WORK ITEM: Which lines in the records below contain the word "Suppose"? Return each of them.

Stored data entries
PR #125, opened 2021-02-16
DiagTable class

oliverwm1:
It is useful to have a richer representation of the `diag_table` item in fv3config configuration dictionaries.

This PR adds a `DiagTable` class and associated `DiagFileConfig` and `DiagFieldConfig` dataclasses. The `DiagTable` class has `__repr__` and `from_str` methods which allow going between the Fortran-expected string representation of the `diag_table` and the python representation. It also includes `asdict` and `from_dict` methods, which are useful for serializing/deserializing the `diag_table` item to/from YAML.

[dacite](https://github.com/konradhalas/dacite) is added as a requirement, as it provides useful functionality for going from a dict to a DataClass with type checking.

This PR does not introduce any breaking changes. If a user provides a path for the `diag_table`, that file will just be copied to the rundir as is currently done.

### DIFF
--- a/docs/usage.rst
+++ b/docs/usage.rst
@@ -228,10 +228,9 @@ The same ``DiagTable`` can also be initialized programmatically as follows:
 String representations of the ``diag_table`` (i.e. those expected by the Fortran model) can be parsed
 with the :py:meth:`fv3config.DiagTable.from_str` method.
 
-If serializing an ``fv3config`` configuration object to yaml, it is recommended to use the
-:py:meth:`fv3config.DiagTable.asdict` method before dumping the configuration dictionary. This
-method is called by :py:meth:`fv3config.config_to_yaml` if the ``diag_table`` item of the
-configuration dictionary is a ``DiagTable`` instance.
+If serializing an ``fv3config`` configuration object to yaml it is recommended to use
+:py:meth:`fv3config.config_to_yaml`. This method will convert any ``DiagTable`` instances to
+dicts (using :py:meth:`fv3config.DiagTable.asdict`), which can be safely serialized.
 
 
 Running the model with fv3run
--- a/docs/usage.rst
+++ b/docs/usage.rst
@@ -158,7 +158,7 @@ for the string representation of the ``diag_table``
 package defines a python representation of this object, :py:class:`~fv3config.DiagTable`, which can
 be used to explicitly represent the ``diag_table`` within an fv3config configuration dictionary.
 
-The ``DiagTable`` object can be initialized from a dict (serialized as YAML) as follows. Suppose
+The ``DiagTable`` object can be initialized from a dict (here serialized as YAML) as follows. Suppose
 the following is saved within ``sample_diag_table.yaml``:
 
 .. code-block:: yaml
@@ -177,7 +177,7 @@ the following is saved within ``sample_diag_table.yaml``:
         module_name: gfs_phys
         output_name: upward_longwave_radiative_flux_at_toa
 
-Then:
+Then a ``DiagTable`` object can be initialized as:
 
 .. code-block:: python
 
@@ -202,35 +202,36 @@ The same ``DiagTable`` can also be initialized programmatically as follows:
     >>> import fv3config
     >>> import datetime
     >>> diag_table = fv3config.DiagTable(
-        name="example_diag_table",
-        base_time=datetime.datetime(2000, 1, 1)
-        file_configs=[
-            fv3config.DiagFileConfig(
-                name="physics_diagnostics",
-                frequency=1,
-                frequency_units="hours",
-                field_configs=[
-                    fv3config.DiagFieldConfig(
-                        "gfs_phys",
-                        "totprcb_ave"
-                        "surface_precipitation_rate"
-                    ),
-                    fv3config.DiagFieldConfig(
-                        "gfs_phys",
-                        "ULWRFtoa"
-                        "upward_longwave_radiative_flux_at_toa"
-                    ),
-                ]
-            )
-        ]
-    )
+            name="example_diag_table",
+            base_time=datetime.datetime(2000, 1, 1)
+            file_configs=[
+                fv3config.DiagFileConfig(
+                    name="physics_diagnostics",
+                    frequency=1,
+                    frequency_units="hours",
+                    field_configs=[
+                        fv3config.DiagFieldConfig(
+                            "gfs_phys",
+                            "totprcb_ave"
+                            "surface_precipitation_rate"
+                        ),
+                        fv3config.DiagFieldConfig(
+                            "gfs_phys",
+                            "ULWRFtoa"
+                            "upward_longwave_radiative_flux_at_toa"
+                        ),
+                    ]
+                )
+            ]
+        )
 
-String representations of the `diag_table` (i.e. those expected by the Fortran model) can be parsed
+String representations of the ``diag_table`` (i.e. those expected by the Fortran model) can be parsed
 with the :py:meth:`fv3config.DiagTable.from_str` method.
 
-If serializing an `fv3config` configuration object to yaml, it is recommended to use the
-:py:meth:`fv3config.DiagTable.asdict` method before dumping the configuration dictionary. This is called by
-by :py:meth:`fv3config.config_to_yaml`.
+If serializing an ``fv3config`` configuration object to yaml, it is recommended to use the
+:py:meth:`fv3config.DiagTable.asdict` method before dumping the configuration dictionary. This
+method is called by :py:meth:`fv3config.config_to_yaml` if the ``diag_table`` item of the
+configuration dictionary is a ``DiagTable`` instance.
 
 
 Running the model with fv3run
--- a/docs/usage.rst
+++ b/docs/usage.rst
@@ -75,17 +75,17 @@ Configuration
 
 The ``config`` dictionary must have at least the following items:
 
-==================== ======== ============================================
-Key                  Type     Description
-==================== ======== ============================================
-namelist             dict     Model namelist
-experiment_name      str      Name of experiment to use in output
-diag_table           str      location of diag_table file, or one of ("default", "grid_spec", "no_output")
-data_table           str      location of data_table file, or "default"
-initial_conditions   str      location of directory containing initial conditions data
-forcing              str      location of directory containing forcing data
-orographic_forcing   str      location of directory containing orographic data
-==================== ======== ============================================
+==================== ======================================== ============================================
+Key                  Type                                     Description
+==================== ======================================== ============================================
+namelist             dict                                     Model namelist
+experiment_name      str                                      Name of experiment to use in output
+diag_table           str or :py:class:`~fv3config.DiagTable`  location of diag_table file, or one of ("default", "grid_spec", "no_output"), or DiagTable object
+data_table           str                                      location of data_table file, or "default"
+initial_conditions   str                                      location of directory containing initial conditions data
+forcing              str                                      location of directory containing forcing data
+orographic_forcing   str                                      location of directory containing orographic data
+==================== ======================================== ============================================
 
 Paths to files or directories on the local
 filesystem must be given as absolute paths. If paths are given that begin with ``gs://`` then ``fv3config`` will
@@ -95,6 +95,10 @@ must be installed and authorized to download from the specified bucket.
 The ``namelist`` item is special in that it is explicitly stored in the ``config`` dictionary. For the
 fv3gfs model, individual namelists are specified for various components of the model. As an example, the
 vertical resolution can be accessed via ``config['namelist']['fv_core_nml']['npz']``.
+
+The ``diag_table`` can be either be a tag or path to a file, or it can explicitly represent
+the desired output diagnostics with a :py:class:`~fv3config.DiagTable` object. See a more complete
+description of this object below.
 
 By default, fv3config attempts to automatically select the ``field_table`` file
 to use for the model based on the selected microphysics scheme in the
@@ -144,6 +148,60 @@ One can use a directory to specify the initial conditions or forcing files and r
 subset of the files within the that directory with the optional ``config['patch_files']`` item.
 All assets defined in ``config['patch_files']`` will overwrite any files specified in the
 initial conditions or forcing if they have the same target location and name.
+
+DiagTable configuration
+-----------------------
+
+The ``diag_table`` specifies the diagnostics to be output by the Fortran model. See documentation
+for the string representation of the ``diag_table``
+`here <https://mom6.readthedocs.io/en/latest/api/generated/pages/Diagnostics.html>`_. The fv3config
+package defines a python representation of this object, :py:class:`~fv3config.DiagTable`, which can
+be used to explicitly represent the ``diag_table`` within an fv3config configuration dictionary.
+
+The ``DiagTable`` object can be initialized from a dict as follows:
+
+.. code-block:: python
+
+    >>> import fv3config
+    >>> from datetime import datetime
+    >>> diag_table_dict = {
+        "name": "example_diag_table",
+        "base_time": datetime(2000, 1, 1),
+        "files": [
+            {
+                "name": "physics_diagnostics",
+                "frequency": 1,
+                "frequency_units": "hours",
+                "fields": [
+                    {
+                        "module_name": "gfs_phys",
+                        "field_name": "totprcpb_ave",
+                        "output_name": "surface_precipitation_rate",
+                    },
+                    {
+                        "module_name": "gfs_phys",
+                        "field_name": "ULWRFtoa",
+                        "output_name": "upward_longwave_radiative_flux_at_toa",
+                    }
+                ]
+            }
+        ]
+    }
+    >>> diag_table = fv3config.DiagTable.from_dict(diag_table_dict)
+    >>> print(diag_table)  # will output diag_table format expected by Fortran model
+    example_diag_table
+    2000 1 1 0 0 0
+
+    "physics_diagnostics", 1, "hours", 1, "hours", "time"
+
+    "gfs_phys", "totprcpb_ave", "surface_precipitation_rate", "physics_diagnostics", "all", "none", "none", 2
+    "gfs_phys", "ULWRFtoa", "upward_longwave_radiative_flux_at_toa", "physics_diagnostics", "all", "none", "none", 2
+
+String representations of the `diag_table` can be parsed with the :py:meth:`fv3config.DiagTable.from_str` method.
+
+If serializing an `fv3config` configuration object to yaml, it is recommended to use the
+:py:meth:`fv3config.DiagTable.asdict` method before dumping the configuration dictionary. This is implemented
+by :py:meth:`fv3config.config_to_yaml`.
 
 
 Running the model with fv3run
--- a/docs/usage.rst
+++ b/docs/usage.rst
@@ -158,35 +158,33 @@ for the string representation of the ``diag_table``
 package defines a python representation of this object, :py:class:`~fv3config.DiagTable`, which can
 be used to explicitly represent the ``diag_table`` within an fv3config configuration dictionary.
 
-The ``DiagTable`` object can be initialized from a dict as follows:
+The ``DiagTable`` object can be initialized from a dict (serialized as YAML) as follows. Suppose
+the following is saved within ``sample_diag_table.yaml``:
+
+.. code-block:: yaml
+
+    name: example_diag_table
+    base_time: 2000-01-01 00:00:00
+    file_configs:
+    - name: physics_diagnostics
+      frequency: 1
+      frequency_units: hours
+      field_configs:
+      - field_name: totprcpb_ave
+        module_name: gfs_phys
+        output_name: surface_precipitation_rate
+      - field_name: ULWRFtoa
+        module_name: gfs_phys
+        output_name: upward_longwave_radiative_flux_at_toa
+
+Then:
 
 .. code-block:: python
 
     >>> import fv3config
-    >>> from datetime import datetime
-    >>> diag_table_dict = {
-        "name": "example_diag_table",
-        "base_time": datetime(2000, 1, 1),
-        "files": [
-            {
-                "name": "physics_diagnostics",
-                "frequency": 1,
-                "frequency_units": "hours",
-                "fields": [
-                    {
-                        "module_name": "gfs_phys",
-                        "field_name": "totprcpb_ave",
-                        "output_name": "surface_precipitation_rate",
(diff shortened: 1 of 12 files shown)


fv3config/config/diag_table.py
```diff
@@ -0,0 +1,212 @@
...
+
+
+@dataclasses.dataclass
+class DiagTableField:
+    """Object representing a field of a diagnostics file."""
+
+    module_name: str
+    field_name: str
+    output_name: str
+    reduction_method: Optional[str] = "none"
```
oliverwm1, line 21: with Python 3.8, could use `Literal["none", "average", "min", "max"]` as type hint, which would make for awesome self-documentation and runtime validation.

docs/usage.rst
```diff
@@ -145,6 +149,60 @@ subset of the files within the that directory with the optional ``config['patch_
...
 initial conditions or forcing if they have the same target location and name.
 
+DiagTable configuration
+-----------------------
+
+The ``diag_table`` specifies the diagnostics to be output by the Fortran model. See documentation
+for the string representation of the ``diag_table``
+`here <https://mom6.readthedocs.io/en/latest/api/generated/pages/Diagnostics.html>`_. The fv3config
+package defines a python representation of this object, :py:class:`~fv3config.DiagTable`, which can
+be used to explicitly represent the ``diag_table`` within an fv3config configuration dictionary.
```
mcgibbon, line 159: Maybe out of scope for this PR, but we should define some kind of internal class (not a dict) which explicitly types the fully-processed configuration (which we currently use a dict for). As it is, the term "configuration dictionary" is overloaded, since it can mean the output of yaml.load (which is more loosely typed) or the processed version of this.

fv3config/config/diag_table.py
```diff
@@ -0,0 +1,212 @@
...
+    time_sampling: Optional[str] = "all"
+    regional_section: Optional[str] = "none"
+    packing: Optional[int] = 2
+
+
+@dataclasses.dataclass
+class DiagTableFile:
+    """Object representing a diagnostics file."""
```
mcgibbon, line 29: "Object representing a diagnostics file" and the name DiagTableFile originally had me think this represented a file containing diagnostic data. Can this be renamed to fully convey what it is? I'd suggest DiagFileSpecification, DiagFileOutputSpec, or something else. If you use Spec or Specification I would suggest making a similar change/using the same word for the DiagTableField class.

It was hard for me to understand some of the documentation initially because of this confusion.

The Table part can be dropped, since on its own this class has nothing to do with a table.

fv3config/config/diag_table.py
```diff
@@ -0,0 +1,212 @@
...
+
+    name: str
+    frequency: int
+    frequency_units: str
+    fields: Sequence[DiagTableField]
+    file_format: Optional[int] = 1
```
mcgibbon, line 35: Can/should this be implemented as an [Enum class](https://docs.python.org/3/library/enum.html)? I can't tell what this means as-is.

fv3config/config/diag_table.py
```diff
@@ -0,0 +1,212 @@
...
+    time_axis_units: Optional[str] = "hours"
+    time_axis_name: Optional[str] = "time"
```
mcgibbon, line 37: Is this referring to a netCDF coordinate? I'm supportive of keeping the same naming as in the diag_table documentation, but you may want to add a docstring if you know the answer to this.

fv3config/config/diag_table.py
```diff
@@ -0,0 +1,212 @@
...
+    packing: Optional[int] = 2
+
+
+@dataclasses.dataclass
+class DiagTableFile:
+    """Object representing a diagnostics file."""
+
+    name: str
+    frequency: int
+    frequency_units: str
```
mcgibbon, line 33: Because time frequency can only be one of "years", "months", "days", "minutes", "hours", or "seconds", I would suggest using an [enum class](https://docs.python.org/3/library/enum.html) for this. This could also be used for the time_axis, if they have the same possibilities. I believe this is [supported by dacite](https://github.com/konradhalas/dacite/pull/65).

fv3config/config/diag_table.py
```diff
@@ -0,0 +1,212 @@
...
+            name: label used as attribute in output diagnostic files. Cannot contain
+                spaces.
+            base_time: time to be used as reference for time coordinate units.
+            files: sequence of DiagTableFile's defining the diagnostics to be output.
+        """
+        if " " in name:
+            raise ConfigError(f"Name for diag_table cannot have spaces. Got '{name}'.")
+        self.name = name
+        self.base_time = base_time
+        self.files = files
```
mcgibbon, line 62: Can this be renamed to reflect that it is a specification and not a file itself? "files" is ambiguous, and my first reading was that it is an object representing an existing file.

tests/test_diag_table.py
```diff
@@ -0,0 +1,111 @@
+from datetime import datetime
+import pytest
+
+from fv3config.config.diag_table import DiagTable, DiagTableField, DiagTableFile
+from fv3config._exceptions import ConfigError
+
```
mcgibbon, line 6: Thanks for the pretty extensive tests! One case I see missing is ensuring that the DiagTable resolves down to an expected string. Currently, a bug where the DiagTable outputs an incorrectly formatted string will not cause the tests to fail, so long as the DiagTable can also load itself from that string. Since ensuring the DiagTable is exactly as required by the Fortran model is an important use case, please add a couple test cases for this.

requirements_dev.txt
```diff
@@ -20,3 +20,4 @@ google-cloud-storage
 fsspec==0.8.0
 kubernetes==10.0.1
 black==19.10b0
+dacite==1.6.0
```
mcgibbon, line 23: We really should change this repo over to the pip-compile method of pinning packages, if you're interested in doing that at any point in the future (not for this PR).

fv3config/config/diag_table.py
```diff
@@ -0,0 +1,212 @@
...
+                    frequency_units=file_tokens[2],
+                    fields=fields,
+                    file_format=file_tokens[3],
+                    time_axis_units=file_tokens[4],
+                    time_axis_name=file_tokens[5],
+                )
+            )
+        name = lines[0]
+        base_time = cls._str_to_time(lines[1])
+        return cls(name, base_time, files)
```
mcgibbon, line 212: This function is very large and has some clear taxonomies in what it's doing. Could you separate it into some well-named functions? After reading a while I think I see that the function splits the lines into some representation of file and field lines, and then for each of the files constructs a file object, the list of which can then be used to construct the class. If you put this in a small number of lines, I'd be more confident that's what it's doing (and I'd reach that conclusion more quickly).

docs/usage.rst
```diff
@@ -145,6 +149,60 @@ subset of the files within the that directory with the optional ``config['patch_
 All assets defined in ``config['patch_files']`` will overwrite any files specified in the
 initial conditions or forcing if they have the same target location and name.
 
+DiagTable configuration
+-----------------------
+
+The ``diag_table`` specifies the diagnostics to be output by the Fortran model. See documentation
+for the string representation of the ``diag_table``
+`here <https://mom6.readthedocs.io/en/latest/api/generated/pages/Diagnostics.html>`_. The fv3config
```
mcgibbon, line 157: Great job referring to/making use of existing documentation!

docs/usage.rst
```diff
@@ -145,6 +149,60 @@ subset of the files within the that directory with the optional ``config['patch_
...
+    }
+    >>> diag_table = fv3config.DiagTable.from_dict(diag_table_dict)
+    >>> print(diag_table)  # will output diag_table format expected by Fortran model
+    example_diag_table
+    2000 1 1 0 0 0
+
+    "physics_diagnostics", 1, "hours", 1, "hours", "time"
+
+    "gfs_phys", "totprcpb_ave", "surface_precipitation_rate", "physics_diagnostics", "all", "none", "none", 2
+    "gfs_phys", "ULWRFtoa", "upward_longwave_radiative_flux_at_toa", "physics_diagnostics", "all", "none", "none", 2
```
mcgibbon, line 198: There are two main ways we should encourage using this object: loading a yaml file from disk containing this info and turning it into this class using `from_dict(yaml.load())`, and programmatically constructing this class using its object types and `__init__`.

The second case is safer than programmatically making a dict, because with a dict you only catch errors at the final step of putting the class together, and it's not obvious where you'll get errors, whereas making e.g. file specification objects, you get an error exactly at the file specification you formatted incorrectly.

Could you refactor this into two examples, one showing the dict here as a yaml file and code that loads that yaml file from disk to make this class, and a second part where you show how to initialize the file specification and how the class can be initialized from a sequence of file specifications?

docs/usage.rst
```diff
@@ -145,6 +149,60 @@ subset of the files within the that directory with the optional ``config['patch_
...
+
+String representations of the `diag_table` can be parsed with the :py:meth:`fv3config.DiagTable.from_str` method.
+
+If serializing an `fv3config` configuration object to yaml, it is recommended to use the
+:py:meth:`fv3config.DiagTable.asdict` method before dumping the configuration dictionary. This is implemented
+by :py:meth:`fv3config.config_to_yaml`.
```
mcgibbon, line 204: When you say `implemented by`, do you mean `called by`?

Can this be shown as an example? It would be pretty short, and makes it clear whether it's e.g. `yaml.dump(diag_table.asdict())` or `yaml.dump(DiagTable.asdict(diag_table))`.

fv3config/config/diag_table.py
mcgibbon: This could also be an Enum class.

docs/usage.rst
mcgibbon: The latter is especially important if you use Enum classes, since while they're well-documented and pretty easy to use, most scientists won't have run into them before.

mcgibbon (changes requested):
Thanks for the class-ification of this! My requests fall under:
- emphasising two more likely use cases in the docs of how this class should be constructed
- using Enum classes throughout for choice selection attributes (these seem to be supported by dacite, which is awesome, and add a lot of safety)
- Renaming some ambiguous names by adding some variant of "specification" or "spec"
- splitting up a large method
- adding test cases which ensure the output diag table string is correctly formatted

I think these are reasonable, but let me know if you think any of these can't be done or are too onerous.

fv3config/config/diag_table.py
```diff
@@ -0,0 +1,212 @@
...
+
+        lines.append("")
+        for file_ in self.files:
+            for field in file_.fields:
+                lines.append(self._field_repr(field, file_.name))
+            lines.append("")
+
+        return "\n".join(lines)
+
+    def asdict(self):
```
mcgibbon, line 82: I know this is mirroring dataclasses, but since we also have `from_dict` with pothole case can this use pothole case for consistency with itself/the rest of our user code?

mcgibbon:
I also should say, really good taxonomic breakdown of the diag table file into file and field specifications. It's just right.

nbren12:
We cannot use python3.8 btw. All the prognostic run images and the fv3gfs-fortran use python 3.6.

fv3config/config/diag_table.py
nbren12: We can't upgrade to 3.8. All the fv3 docker images we use are based on ubuntu:18.04 which has python 3.6.

fv3config/config/diag_table.py
nbren12: I got confused a bit about this naming as well. Over in fv3net, there is a distinction between `*Config` objects which the users configure directly, and the underlying objects which these configurations are constructed into.

nbren12: Instead of `Spec` I would opt for the term `Config` for consistency with the prognostic run runtime configurations.

oliverwm1: Good call, will add `Spec`.

I used `Table` because these classes are tightly coupled to the Fortran `diag_table`. E.g. I don't think we'd use these exact classes if we weren't trying to represent the `diag_table`.

fv3config/config/diag_table.py
nbren12, line 21: Do your really mean `Optional` here? In terms of typing this is roughly equivalent to `Union[str, None]`, which wouldn't make sense unless you intend for the user to provide something like `reduction_method: null` in a yaml file.

If you are just saying this option as a default, you don't need `Optional`.

```suggestion
    reduction_method: str = "none"
```

fv3config/config/diag_table.py
oliverwm1: We might add a diagnostics manager for python diagnostics to fv3config, and it would be useful to have the `Table` distinction at that point.

fv3config/config/diag_table.py
```diff
@@ -0,0 +1,212 @@
...
+
+@dataclasses.dataclass
+class DiagTableField:
+    """Object representing a field of a diagnostics file."""
+
+    module_name: str
+    field_name: str
+    output_name: str
+    reduction_method: Optional[str] = "none"
+    time_sampling: Optional[str] = "all"
```
nbren12, line 22:
```suggestion
    time_sampling: str = "all"
```

fv3config/config/diag_table.py
```diff
@@ -0,0 +1,212 @@
...
+    regional_section: Optional[str] = "none"
```
nbren12, line 23:
```suggestion
    regional_section: str = "none"
```

fv3config/config/diag_table.py
```diff
@@ -0,0 +1,212 @@
...
+    packing: Optional[int] = 2
```
nbren12, line 24:
```suggestion
    packing: int = 2
```

docs/usage.rst
oliverwm1: Yeah agreed. Typing the whole namelist in detail might be some work (and potentially prone to bugs) but it would make configuration easier.

oliverwm1: I do think out of scope for this PR.

fv3config/config/diag_table.py
oliverwm1: Sure I can add a docstring/comment.

tests/test_diag_table.py
oliverwm1: I figured this case was covered by explicitly testing `from_str` and testing the `__repr__` --> `from_str` round trip. But I can add an explicit test for it.

fv3config/config/diag_table.py
oliverwm1: Ah nice, thanks.

fv3config/config/diag_table.py
nbren12: Or even better use a datetime.timedelta object and define a custom parser for frequencies:

```
>>> import dacite
... import dataclasses
... import datetime
...
...
... def parse_str(duration):
...     return datetime.timedelta(hours=3)
...
...
... @dataclasses.dataclass
... class A:
...     freq: datetime.timedelta
...
... a = dacite.from_dict(A, {"freq": "3h"}, config=dacite.Config(type_hooks={datetime.timedelta: parse_str}))
>>> a
A(freq=datetime.timedelta(seconds=10800))
```

fv3config/config/diag_table.py
```diff
@@ -0,0 +1,212 @@
...
+        """Initialize DiagTable class from Fortran string representation."""
+        lines = diag_table.split("\n")
+        lines = [line for line in lines if line and line[0] != "#"]
+        parsed_lines = list(map(cls._parse_line, lines[2:]))
+
+        file_lines = []
+        field_lines = {}
+
+        for tokens in parsed_lines:
+            if len(tokens) == 6:
```
nbren12, line 164: Magic number 6? Could you give this a variable name?

fv3config/config/diag_table.py
oliverwm1: Certain frequency int values such as 0 or -1 have special meanings for the diag_table, which is why I kept the `frequency` and `frequency_units` attributes separate.

nbren12: Couldn't you identify those 0 with `0hr` and -1 with any negative value of `timedelta`?

fv3config/config/diag_table.py
nbren12: Looks like we cross streams. I'd still vote for "Config" , since `Spec` is a synonym and `config` is the existing convention (e.g this package is named`fv3config` not `fv3spec`).

oliverwm1: I agree.

fv3config/config/diag_table.py
oliverwm1: We could... but to me it just introduces more levels of documentation required, e.g. specifying how we expect the timedelta to be serialized ("3h") whereas right now it's clear.

Also the Fortran model has a concept of a "month" time frequency/interval which is not covered by python datetime.timedelta.

oliverwm1: Put another way, the docs available for the diag_table are actually quite good (e.g. https://mom6.readthedocs.io/en/dev-gfdl/api/generated/pages/Diagnostics.html) and so I'm trying to stick to the established spec as much as possible, but with a more hierarchal structure and with sensible defaults. That way we don't have to redocument or learn a new system.

fv3config/config/diag_table.py
mcgibbon: Let's avoid upgrading for now but put this in the box of minor reasons to upgrade our ubuntu version.

fv3config/config/diag_table.py
mcgibbon: I'm good with `Config`.

fv3config/config/diag_table.py
mcgibbon: I love replacing Fortran "time amount plus units" with timedeltas. If we're not refactoring the "special meanings" into a different attribute representation (like boolean flags) and want to stick to the existing docs, I'm supportive of keeping this as-is.

If we want a timedelta, it may be worthwhile adding a property method which does the unit string parsing and provides a timedelta (but raises an exception for months).

tests/test_diag_table.py
mcgibbon: I saw that's what you were going for. Unfortunately it's very possible to write code that is lax in how it interprets the input and accepts a wide variety of formatting, and also write a to-string method which was too lax in its interpretation of the standard and has differences in formatting.

docs/usage.rst
oliverwm1: Okay, I added the two examples you suggested.

fv3config/config/diag_table.py
oliverwm1: Done.

fv3config/config/diag_table.py
oliverwm1: I would prefer to be consistent with the standard library here, although I agree it's a bit unsatisfying.

oliverwm1:
Okay I think I've addressed all your comments @mcgibbon 

> emphasising two more likely use cases in the docs of how this class should be constructed

done

> using Enum classes throughout for choice selection attributes (these seem to be supported by dacite, which is awesome, and add a lot of safety)

done for `int` types (Packing, FileFormat) but not others, since the string descriptions are already clear. The possible options are described in docstrings, and if/when we move to Python 3.8, we could type hint with `Literal`.

> Renaming some ambiguous names by adding some variant of "specification" or "spec"

added `Config`

> splitting up a large method

done

> adding test cases which ensure the output diag table string is correctly formatted

done

The other significant changes are related to `config_to_yaml` and `config_from_yaml`. I made the former a public function, and added tests for both, and tested that the serialization/deserialization of the `diag_table` config item works as expected.

docs/usage.rst
```diff
@@ -145,6 +149,90 @@ subset of the files within the that directory with the optional ``config['patch_
...
+                    ]
+                )
+            ]
+        )
+
+String representations of the ``diag_table`` (i.e. those expected by the Fortran model) can be parsed
+with the :py:meth:`fv3config.DiagTable.from_str` method.
+
+If serializing an ``fv3config`` configuration object to yaml, it is recommended to use the
+:py:meth:`fv3config.DiagTable.asdict` method before dumping the configuration dictionary. This
```
mcgibbon, line 232: Why is this recommended, and what are the dangers if you do not do this? What exactly does "use the asdict method before dumping" mean? Do you mean to replace the diagtable with a dict representation using asdict?

You may want to recommend foremost that the reader uses `config_to_yaml`, and that if they need to serialize manually then they can use asdict to get the primitive representation.

No change required for merge but if you think you can quickly make it clearer please do.

mcgibbon (approved):
Looking good! Please either remove or test `__eq__`, and I had one comment/question/suggestion for the documentation. Neither of these should need me to re-review, so I've approved.

The API looks really nice, I'm excited to have more of these strictly-typed configuration classes within our model code (e.g. prognostic run script, or the DSL dycore).

fv3config/config/diag_table.py
```diff
@@ -0,0 +1,278 @@
...
+        lines.append("")
+        for file_ in self.file_configs:
+            for field in file_.field_configs:
+                lines.append(self._field_repr(field, file_.name))
+            lines.append("")
+
+        return "\n".join(lines)
+
+    def __eq__(self, other):
+        return isinstance(other, self.__class__) and self.__repr__() == other.__repr__()
```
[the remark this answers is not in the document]
oliverwm1: Okay sure, it made some of the tests simpler, but I can work around.

docs/usage.rst
oliverwm1: Sounds good, focused paragraph on `config_to_yaml`. Might be worth adding a separate section on serializing/deserializing fv3config config dicts later on.

tests/test_diag_table.py
```diff
@@ -0,0 +1,203 @@
...
+2000 1 1 0 0 0
+
+"first_diagnostics", 1, "hours", 1, "hours", "time"
+"second_diagnostics", 1, "hours", 1, "hours", "time"
+
+"dynamics", "u850", "zonal_wind_at_850hPa", "first_diagnostics", "all", "none", "none", 2
+"dynamics", "u850", "zonal_wind_at_850hPa", "first_diagnostics", "all", "none", "none", 2
+
+"dynamics", "u850", "zonal_wind_at_850hPa", "second_diagnostics", "all", "none", "none", 2
+"dynamics", "u850", "zonal_wind_at_850hPa", "second_diagnostics", "all", "none", "none", 2
```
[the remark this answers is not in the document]
oliverwm1: Okay I'm going to leave as is for now. Can always add if we think it's useful later. I see these as a low-level repr of the diag_table that is primarily intended for the Fortran model, so comment headers don't seem essential.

RESULT OF THIS TASK:
-The ``DiagTable`` object can be initialized from a dict (serialized as YAML) as follows. Suppose
+The ``DiagTable`` object can be initialized from a dict (here serialized as YAML) as follows. Suppose
+The ``DiagTable`` object can be initialized from a dict (serialized as YAML) as follows. Suppose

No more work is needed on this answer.